● WHAT TO PRODUCE
Your task is to print every entry below exactly as given.

● PROVIDED INFORMATION
•••

PR #102, opened 2022-08-08
[RFC] go lang support as a build sytle

yopito:
golang support as a build style, and some packaging to illustrate its usage.
apart from various WIP stuff in packages, I'll be glad with some informal review of this build style.

### DIFF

•••

● EXPECTED ANSWER
PR #102, opened 2022-08-08
[RFC] go lang support as a build sytle

yopito:
golang support as a build style, and some packaging to illustrate its usage.
apart from various WIP stuff in packages, I'll be glad with some informal review of this build style.

### DIFF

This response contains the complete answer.